People I respect, like Grady Gammage, a former member of the CAP Board, see a 'winger takeover as a huge threat to the state. And a number of good people are running, including former Phoenix city manager Frank Fairbanks, who is one of the finest public servants I have ever known. But why wouldn’t the CAP Board be the place to demonstrate whether this low-tax-and-no-spend theory of government actually could work? Why is water sacred, but public education, public health, and behavioral health are perfectly acceptable playgrounds for ideological tax-cutting fervor? If the newspaper’s editorial board wants us to send small-minded bean counters to Washington to govern the entire country, why is staff expertise and light oversight so important when it comes to mere water? It would make much more sense to experiment with ‘winger control on a limited, but important, board than to experiment with the entire state, as would be the result of voting for Jan Brewer for governor.
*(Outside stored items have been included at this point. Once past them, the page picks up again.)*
PR #238, opened 2021-03-19
2D tracer demo

jwallwork23:
I created this demo by translating the Firedrake [DG advection](https://firedrakeproject.org/demos/DG_advection.py.html) demo into Thetis.

There were a few tweaks required to import the bibliography and also I made sure `'DQ'` is specified on quads, to avoid getting lots of `UFL:WARNING Discontinuous Lagrange element requested on quadrilateral, creating DQ element.` warnings.

### DIFF
--- a/demos/demo_2d_tracer.py
+++ b/demos/demo_2d_tracer.py
@@ -73,7 +73,7 @@ vP1_2d = VectorFunctionSpace(mesh2d, "CG", 1)
 x, y = SpatialCoordinate(mesh2d)
 uv_init = interpolate(as_vector([0.5 - y, x - 0.5]), vP1_2d)
 
-# Now, we set up the cosine-bell--cone--slotted-cylinder initial coniditon. The
+# Now, we set up the cosine-bell--cone--slotted-cylinder initial condition. The
 # first four lines declare various parameters relating to the positions of these
 # objects, while the analytic expressions appear in the last three lines. This
 # code is simply copied from the Firedrake version of the demo. ::
--- a/demos/demo_2d_tracer.py
+++ b/demos/demo_2d_tracer.py
@@ -40,37 +40,32 @@ options.fields_to_export = ['tracer_2d']
 
 # We will run for time :math:`2\pi` -- a full rotation -- using a
 # strong stability preserving third order Runge-Kutta method (SSPRK33).
-# We take 600 steps, giving a timestep close to the CFL limit. For
-# consistency with the Firedrake demo, Thetis' automatic timestep
-# computation functionality is switched off and the same solver
-# parameters are specified. ::
+# For consistency with the Firedrake demo, Thetis' automatic timestep
+# computation functionality is switched off and the simulation time is
+# split into 600 steps, giving a timestep close to the CFL limit. ::
 
 options.timestepper_type = 'SSPRK33'
 options.timestep = pi/300.0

So I probably should do the right thing, and vote for Frank Fairbanks as well as Arif Kazmi, whom I’ve met at a number of campaign stops this fall, as well as the other “traditional” candidates (Tim Bray, Sid Wilson, and Jim Holway). But I am sorely tempted to vote for Kazmi and the four-member ‘winger slate, to give the downtown business community a good, hard taste of their own medicine. They support this stuff, they should have to live with it. If you’re similarly inclined to heighten the contradictions, the four wackos running for CAP are Bundy, Johnson, Moulton, and Rosado. Mark Lewis isn’t part of the group, but for some reason they find him simpatico. Your call, I still don’t know what I’m going to do. UPDATE: I voted only for Fairbanks and Kazmi.
Thus sayeth your oracle. Go vote, and hope for the best. If you see things otherwise, comments are welcome, I'll try to check and post them daily.